- Date: 4–10 November
- Edition: 6th
- Category: World Series
- Draw: 32S / 16D
- Prize money: $225,000
- Surface: Hard / outdoor
- Location: São Paulo, Brazil
- Venue: Hotel Transamerica

Champions

Singles
- Christian Miniussi

Doubles
- Andrés Gómez / Jaime Oncins
- ← 1990 · ATP São Paulo · 1992 →

= 1991 Banespa Open =

The 1991 Banespa Open was a men's tennis tournament played on outdoor hard courts at the Hotel Transamerica in São Paulo, Brazil that was part of the World Series category of the 1991 ATP Tour.
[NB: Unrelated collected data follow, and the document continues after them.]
PR #1083, opened 2017-04-11
Clear the blacklist for other playlists if final rendition errors

zhuangs:
## Description
Before the behavior is we never blacklist the final request and wait up to 5 minutes for other playlists' blacklist duration to be cleared. Change the behavior as follow:
- If there is only one rendition and it errors, never blacklist it
- if there are multiple renditions and we are down to the last one (the previous renditions are all blacklisted) and it errors, we clear the blacklist duration for the other playlists, and retry the best available playlist after a delay.


src/master-playlist-controller.js
```diff
@@ -1064,14 +1064,22 @@ export class MasterPlaylistController extends videojs.EventTarget {
     }
 
     let isFinalRendition = this.masterPlaylistLoader_.isFinalRendition_();
+    let playlists = this.tech_.hls.playlists.master.playlists;
```
mjneil: This can just be `this.masterPlaylistLoader_.master.playlists`

src/playlist-loader.js
```diff
@@ -295,6 +295,15 @@ const PlaylistLoader = function(srcUrl, hls, withCredentials) {
...
+    window.clearTimeout(mediaUpdateTimeout);
+
+    if (isFinalRendition) {
+      let refreshDelay = (playlist.targetDuration / 2) * 1000 || 5 * 1000;
+
+      mediaUpdateTimeout = window.setTimeout(loader.media.bind(loader, playlist, false), refreshDelay);
+      return;
+    }
+
     // setter
```
gesinger: This should probably be moved up

test/videojs-contrib-hls.test.js
```diff
@@ -1129,22 +1129,21 @@ QUnit.test('playlist 404 should blacklist media', function(assert) {
...
-  // media wasn't blacklisted because it's final rendition
-  assert.ok(!media.excludeUntil, 'media not blacklisted after playlist 404');
+  assert.ok(media.excludeUntil, 'second media was blacklisted after playlist 404');
   assert.equal(this.env.log.warn.calls, 1, 'warning logged for blacklist');
   assert.equal(this.env.log.warn.args[1],
-              'Problem encountered with the current HLS playlist. Trying again since it is the final playlist.',
-              'log specific error message for final playlist');
-  assert.equal(retryplaylist, 1, 'retried final playlist for once');
-  assert.equal(blacklistplaylist, 1, 'there is one blacklisted playlist');
+              'Problem encountered with the current HLS playlist. HLS playlist request error at URL: media1.m3u8 Switching to another playlist.',
```
gesinger: Long line

gesinger: I also just realized that there is no period between `media1.m3u8 Switching` (from before, but might be nice to fix.

test/videojs-contrib-hls.test.js
```diff
@@ -1153,9 +1152,11 @@ QUnit.test('playlist 404 should blacklist media', function(assert) {
   this.clock.tick(3 * 1000);
   // continue loading the final remaining playlist after it wasn't blacklisted
```
gesinger: Technically, I think this comment might need to change

test/videojs-contrib-hls.test.js
```diff
@@ -1531,13 +1532,14 @@ QUnit.test('playlist blacklisting duration is set through options', function(ass
   assert.equal(this.env.log.warn.args[0],
               'Problem encountered with the current HLS playlist. HLS playlist request error at URL: media.m3u8 Switching to another playlist.',
               'log generic error message');
+  // this takes one millisecond
```
gesinger: Why did this new response need to be added?

src/master-playlist-controller.js
```diff
@@ -1064,15 +1064,23 @@ export class MasterPlaylistController extends videojs.EventTarget {
...
+                       'HLS playlist. Trying again since it is the only playlist.');
 
       this.tech_.trigger('retryplaylist');
       return this.masterPlaylistLoader_.load(isFinalRendition);
     }
+    if (isFinalRendition) {
+      playlists.forEach((playlist) => {
+        // clear the blacklist duration for the other playlists when
+        // the final playlist errors
+        playlist.excludeUntil = Date.now();
```
gesinger: It might be clearer to `delete playlist.excludeUntil` for each.

test/videojs-contrib-hls.test.js
zhuangs: If the new response didn't be added here, it will error for the second(final) rendition. Since we clear blacklist duration for the first rendition when final rendition errors, we can't test if the blacklist duration is set through option successfully.

test/videojs-contrib-hls.test.js
```diff
@@ -1529,15 +1532,16 @@ QUnit.test('playlist blacklisting duration is set through options', function(ass
   assert.ok(media.excludeUntil > 0, 'original media blacklisted for some time');
   assert.equal(this.env.log.warn.calls, 1, 'warning logged for blacklist');
   assert.equal(this.env.log.warn.args[0],
-              'Problem encountered with the current HLS playlist. HLS playlist request error at URL: media.m3u8 Switching to another playlist.',
+              'Problem encountered with the current HLS playlist. HLS playlist request error at URL: media.m3u8. Switching to another playlist.',
```
gesinger: Long line.

test/videojs-contrib-hls.test.js
```diff
@@ -1127,35 +1127,38 @@ QUnit.test('playlist 404 should blacklist media', function(assert) {
...
   assert.equal(this.env.log.warn.args[1],
-              'Problem encountered with the current HLS playlist. Trying again since it is the final playlist.',
-              'log specific error message for final playlist');
-  assert.equal(retryplaylist, 1, 'retried final playlist for once');
-  assert.equal(blacklistplaylist, 1, 'there is one blacklisted playlist');
+              'Problem encountered with the current HLS playlist. HLS playlist request error at URL: media1.m3u8. ' +
+              'Switching to another playlist.',
+              'log generic error message');
+  assert.equal(retryplaylist, 0, 'haven\'t retried any playlist');
+  assert.equal(blacklistplaylist, 2, 'media1 is blacklisted');
```
gesinger: Although this may be true, since it's only testing that it got a blacklist event, maybe it is worth having two different checks, one for getting the blacklist event, the other checking for the excludeUntil

test/videojs-contrib-hls.test.js
```diff
@@ -1127,35 +1127,38 @@ QUnit.test('playlist 404 should blacklist media', function(assert) {
...
 
   this.clock.tick(2 * 1000);
   // no new request was made since it hasn't been half the segment duration
   assert.strictEqual(3, this.requests.length, 'no new request was made');
 
   this.clock.tick(3 * 1000);
-  // continue loading the final remaining playlist after it wasn't blacklisted
+  // loading the first playlist since the blacklist duration is cleared
```
gesinger: was

test/videojs-contrib-hls.test.js
```diff
@@ -1127,35 +1127,38 @@ QUnit.test('playlist 404 should blacklist media', function(assert) {
...
   // when half the segment duaration passed
+
   assert.strictEqual(4, this.requests.length, 'one more request was made');
+  // the first media was unblacklisted after a refresh delay
```
gesinger: Would be good to check excludeUntil was deleted

test/videojs-contrib-hls.test.js
zhuangs: I think we have that excludeUntil check in line 1141?

src/master-playlist-controller.js
```diff
@@ -1064,26 +1064,34 @@ export class MasterPlaylistController extends videojs.EventTarget {
...
       videojs.log.warn('Problem encountered with the current ' +
-                       'HLS playlist. Trying again since it is the final playlist.');
+                       'HLS playlist. Trying again since it is the only playlist.');
 
       this.tech_.trigger('retryplaylist');
       return this.masterPlaylistLoader_.load(isFinalRendition);
     }
+    if (isFinalRendition) {
+      playlists.forEach((playlist) => {
+        // clear the blacklist duration for the other playlists when
```
gesinger: Rather than describing what the code is doing, it might make more sense to have a comment about the reason we are doing it. Something like `Since we're on the final non-blacklisted playlist, and we're about to blacklist it, instead of erring the player or retrying this playlist, we clear out the current blacklist so the other playlists may be attempted in case any have been fixed.`

test/videojs-contrib-hls.test.js
```diff
@@ -1127,35 +1127,42 @@ QUnit.test('playlist 404 should blacklist media', function(assert) {
...
-  // continue loading the final remaining playlist after it wasn't blacklisted
+  // loading the first playlist since the blacklist duration was cleared
   // when half the segment duaration passed
+
   assert.strictEqual(4, this.requests.length, 'one more request was made');
+  url = this.requests[3].url.slice(this.requests[3].url.lastIndexOf('/') + 1);
+  media = this.player.tech_.hls.playlists.master.playlists[url];
+
+  // the first media was unblacklisted after a refresh delay
+  assert.ok(!media.excludeUntil, 'excludeUntil was deleted after cleared the blacklist duration for the first media');
```
gesinger: Can just be `removed first media from blacklist`

src/master-playlist-controller.js
```diff
@@ -1064,26 +1064,34 @@ export class MasterPlaylistController extends videojs.EventTarget {
...
+    if (playlists.length === 1) {
+      // Never blacklisting this playlist because it's the only playlist
       videojs.log.warn('Problem encountered with the current ' +
-                       'HLS playlist. Trying again since it is the final playlist.');
+                       'HLS playlist. Trying again since it is the only playlist.');
 
       this.tech_.trigger('retryplaylist');
       return this.masterPlaylistLoader_.load(isFinalRendition);
     }
+    if (isFinalRendition) {
```
gesinger: Might be worth adding a warning log here with something like `Clearing blacklist because last rendition is about to be blacklisted.`

src/master-playlist-controller.js
```diff
@@ -1064,26 +1064,36 @@ export class MasterPlaylistController extends videojs.EventTarget {
...
+      playlists.forEach((playlist) => {
+        // Since we're on the final non-blacklisted playlist, and we're about to blacklist it,
+        // instead of erring the player or retrying this playlist, we clear out the current blacklist
+        // so the other playlists may be attempted in case any have been fixed.
+        videojs.log.warn('Clearing blacklist because last rendition is about to be blacklisted.');
```
gesinger: This will get logged for every playlist. May just want to log it once.

src/master-playlist-controller.js
```diff
@@ -1064,26 +1064,36 @@ export class MasterPlaylistController extends videojs.EventTarget {
...
       videojs.log.warn('Problem encountered with the current ' +
-                       'HLS playlist. Trying again since it is the final playlist.');
+                       'HLS playlist. Trying again since it is the only playlist.');
 
       this.tech_.trigger('retryplaylist');
       return this.masterPlaylistLoader_.load(isFinalRendition);
     }
+    if (isFinalRendition) {
+      playlists.forEach((playlist) => {
+        // Since we're on the final non-blacklisted playlist, and we're about to blacklist it,
```
gesinger: We probably want this comment outside of the loop as well.

src/master-playlist-controller.js
```diff
@@ -1064,26 +1064,37 @@ export class MasterPlaylistController extends videojs.EventTarget {
...
       return this.masterPlaylistLoader_.load(isFinalRendition);
     }
+    if (isFinalRendition) {
+      // Since we're on the final non-blacklisted playlist, and we're about to blacklist it,
+      // instead of erring the player or retrying this playlist, we clear out the current blacklist
+      // so the other playlists may be attempted in case any have been fixed.
+      playlists.forEach((playlist) => {
+        delete playlist.excludeUntil;
+      });
+      videojs.log.warn('Clearing blacklist for every playlist because last rendition ' +
```
gesinger: Minor, but putting it just before the loop might be better for a couple reasons: (1) if something breaks (throws an exception) during the loop, we know the last warning log and it can help us determine what broke and (2) we already cleared everything, so `Clearing` might be more accurate before

zhuangs: Makes sense! Changed as suggested

gesinger (approved):

AndyBarron:
Any updates on this PR? The blacklisting is actively affecting a project I'm working on, would love to see this fixed :)

gesinger (approved):

src/playlist-loader.js
```diff
@@ -319,6 +319,16 @@ export default class PlaylistLoader extends EventTarget {
       throw new Error('Cannot switch media playlist from ' + this.state);
     }
 
+    window.clearTimeout(this.mediaUpdateTimeout);
+
+    if (isFinalRendition) {
+      const delay = (playlist.targetDuration / 2) * 1000 || 5 * 1000;
```
mjneil: I don't think we will encounter this because of when this is called with `isFinalRendition === true`, `playlist` is an object, but we support `playlist` being a string as you can see just below this, so it may be better to move this block below the `string` check

gesinger: 👍 updated

mjneil (approved):

forbesjo:
Closing and opening against VHS in the future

It was the sixth edition of the tournament and took place from 4 November through 10 November 1991. Unseeded Christian Miniussi, who entered the main draw as a lucky loser, won the singles title.

==Finals==
===Singles===
ARG Christian Miniussi defeated BRA Jaime Oncins 6–4, 6–4
- It was Miniussi's only singles title of his career.

===Doubles===
ECU Andrés Gómez / BRA Jaime Oncins defeated MEX Jorge Lozano / BRA Cássio Motta 6–4, 6–4
- It was Gómez's only doubles title of the year and the 32nd of his career. It was Oncins's only doubles title of the year and the first of his career.